Раз за разом бесконечное разнообразие разбросанных по пространству-времени вещей инициирует их собирание (в смысле первобытного, изначального человека, отнюдь не сборку) из деталей, из их проекций на органы чувств: существование предмета в здешней вселенной определяется возможностью его попробовать: не столько на глаз, сколько на запах, на ощупь, на вкус — на зуб, на член: на язык. И вещей этих, вещей, так сказать, обнаженных, пребывающих в изначальном, первозданном состоянии, куда больше, чем кажется на первый взгляд: цитата из другого интервью: «Из-за того, что у нас дома звучало несколько языков (родители говорили дома по-польски и по-русски), у меня возникало ощущение, что в мире больше предметов: каждый предмет мог быть назван на трех разных языках».
И три языковых измерения мира (на ум приходят три мужа матери Алеши), которые обеспечивают ему особую объемность, становятся основанием некоего кубизма, лишенного, правда, всякой геометрии… а вместе с ней и плоскостности.

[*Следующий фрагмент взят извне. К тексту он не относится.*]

PR #1119, opened 2021-04-13
Protect against overallocation on bad input.

thomasvl:
Double/Float packed parse was trying to reserver array space before confirming
that there actually was enough data, valid that first, to better handle
malformed input.


thomasvl:
fyi - all the other types use varint encoding and those codepaths already get this sorta test.

tbkka (approved):
Ouch.  That's a good catch.

PR #1122, opened 2021-04-13
Avoid looping forever on malformed Map TextFormat.

thomasvl:


allevato (approved):

tbkka (approved):
Fuzzing is wonderful!

PR #1124, opened 2021-04-14
Document Debug/Release fuzzing. Fix octal TextFormat decoding failure

thomasvl:


Sources/SwiftProtobuf/TextFormatScanner.swift
```diff
@@ -128,7 +128,11 @@ private func decodeString(_ s: String) -> String? {
             if let digit3 = bytes.next(),
               digit3 >= asciiZero && digit3 <= asciiSeven {
               let digit3Value = digit3 - asciiZero
-              let n = digit1Value * 64 + digit2Value * 8 + digit3Value
+              // The max octal digit is actually \377, but looking at the C++
+              // protobuf code in strutil.cc:UnescapeCEscapeSequences(), it
+              // decodes with rollover, so just duplicate that behavior for
+              // consistency between languages.
+              let n = digit1Value &* 64 &+ digit2Value &* 8 &+ digit3Value
```
tbkka, line 135: That's interesting.   Hmmm....  We need to get the protobuf folks to cobble up a conformance tester for TextFormat, I suppose.  We also should have a test case for this.

tbkka: (Or feel free to just commit this and I'll fill in tests later...)

FuzzTesting/do_build.sh
```diff
@@ -6,10 +6,47 @@ readonly FuzzTestingDir=$(dirname "$(echo $0 | sed -e "s,^\([^/]\),$(pwd)/\1,")"
...
 else
-  swift build -c debug -Xswiftc -sanitize=fuzzer,address -Xswiftc -parse-as-library
+  CMD_BASE=(
+    swift build -Xswiftc -sanitize=fuzzer,address -Xswiftc -parse-as-library
+  )
 fi
+
+for CMD_CONFIG in "${CMD_CONFIGS[@]}"; do
+  echo "Building: ${CMD_CONFIG}"
+  echo "${CMD_BASE[@]}" -c "${CMD_CONFIG}"
```
tbkka, line 50: I believe the `[@]` notation is a bash-ism, in case that matters here.

tbkka (approved):

Sources/SwiftProtobuf/TextFormatScanner.swift
thomasvl: I'm looking at doing a follow up to make it easier to make test cases out of stuff the fuzzer finds, so I'll try to push on that next and bring back some of the fixes from them.

FuzzTesting/do_build.sh
thomasvl: It is, but the file has `#!/bin/bash` at the top, so we're good.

Когда в «Слишком вежливом дураке» говорится: «Вот гипорхема, радостная песнь юношей и девушек, празднуется бракосочетание с землей. В каком цирке оно разыграется? Какими окажутся женщины? Какими мужчины? Одни будут вести хоровод, другие выкидывать коленца», это почти синопсис дурашливой и фольклорно-ритуальной, глубоко языческой «Невероятной свадьбы». Здесь на небывалую и безмерную сцену наш, прямо скажем, рафинированный автор выплескивает вполне бахтинско-раблезианский карнавал (ранее уже поставивший «Мертвым» двух своих записных скоморохов, медведя и кабана [38]), разгул низовой народной культуры, телесного низа, задорного, ершистого пола. Коллективного пола, который вершит неуемные и не вполне потребные с точки зрения культурыделишки по своим плотским обычаям.
37
С легким изумлением обнаружил, что это внятное русскому уху с полвека назад польское ругательство ныне вызывает недоумение даже у не вполне молодых людей. Поясняю: пся крев — весьма жесткий парафраз нашего «сукин сын» (не могу не сослаться в этой связи на работы Вадима Михайлина касательно выражения «ёб твою мать»).
38
Надо отметить, что хтонический по средневековым представлениям кабан являлся в то же время символом плодородия и одной из персонификаций умирающего и воскресающего бога. Вот почему в хлеву там возлежит другой, «великий кабан, владыка мира».